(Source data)

[Start of section]

PR #469, opened 2023-05-09
Rename ./specification to ./docs

chalin:
Hi @tigrannajaryan @svrnm @cartermp et al.,

Why this PR? Because the documented OTLP specification is strictly contained within `./specification/otlp.md`. The remaining pages under `./specification` are supporting documentation. So, in this PR I propose the following:

- Rename `./specification` to `./docs`
- Rename `specification/otlp.md` to `./docs/specification.md`
- Adjusts links in other .md pages

Thoughts?

Contributes to:
 
- https://github.com/open-telemetry/opentelemetry.io/issues/2642

/cc @open-telemetry/specs-approvers

PR #472, opened 2023-05-11
Move examples into an example folder

### LINKED ISSUE #471: Move examples out of spec into an examples folder
This is a followup to:

- #463

@tigrannajaryan @joaopgrassi, et al.: In #463, the examples were added to the spec, is that because the examples are they meant to be binding / enforce some sort of specification-related conformance? If not, they should be moved out of the spec folder IMHO, into, say, an `examples` folder.

Keep in mind that everything in the spec folder (hopefully to be renamed to `docs` via #469), will soon be published to the OTel website.

/cc @svrnm @cartermp

chalin:
- Closes #471 by moving the recently added examples into a top-level `examples` folder.
- An alternative would be to put the JSON examples under `examples/json`, but using just `examples` seemed ok for now. Thoughts welcome.

/cc @joaopgrassi @tigrannajaryan


tigrannajaryan (approved):

arminru (approved):

arminru:
Thanks, @chalin! I'll merge this one so your other PR #469 is unblocked.

Issue #473, opened 2023-05-11
Enum element naming consistency


tigrannajaryan:
Most of the enum element names are prefixed by enum name in CAPITAL_CASE, e.g.:

enum StatusCode -> element STATUS_CODE_OK

We have 2 enums that don't follow this rule: LogRecordFlags and DataPointFlags.

Should we fix this?

Need to resolve this for 1.0.

tigrannajaryan:
@open-telemetry/specs-approvers If we fix this we will break some existing code. We are formally allowed to do that but it is still an annoyance. What do you think, is it worth it?

PR #474, opened 2023-05-15
Fix LogRecordFlags and DataPointFlags enum element name inconsistency

tigrannajaryan:
Other enum element names in this repo are prefixed by enum name in CAPITAL_CASE.

This change makes naming of LogRecordFlags and DataPointFlags elements consistent with the rest of the enums.

Resolves https://github.com/open-telemetry/opentelemetry-proto/issues/473

@open-telemetry/specs-approvers this breaks generated code. We are allowed to make such breaking changes, but I want us to be aware that we are causing some pain and only make this change if we think it is worth it. I would want to see a majority of TC approving this before I merge. I can personally argue both ways and do not see the definite argument to make up my mind.


dyladan:
> I would want to see a majority of TC approving this before I merge

Since this is such a high bar should we set some deadline so it doesn't sit forever? There may be TC members who don't feel strongly enough to block it but also don't want to approve it.

tedsuo (approved):
We want OTel to be a long lasting standard. It's best to fix these inconsistencies when we have a chance.

jack-berg (approved):

carlosalberto (approved):

bogdandrutu (approved):

jmacd (approved):

tigrannajaryan:
We have enough approvals. I am going to keep it open for another day (2 day rule) and then will merge.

[End of section]

> **Required action**
Which lines above hold the string "otlp"? Show each of them.

> **Output of the task**
Why this PR? Because the documented OTLP specification is strictly contained within `./specification/otlp.md`. The remaining pages under `./specification` are supporting documentation. So, in this PR I propose the following:
- Rename `specification/otlp.md` to `./docs/specification.md`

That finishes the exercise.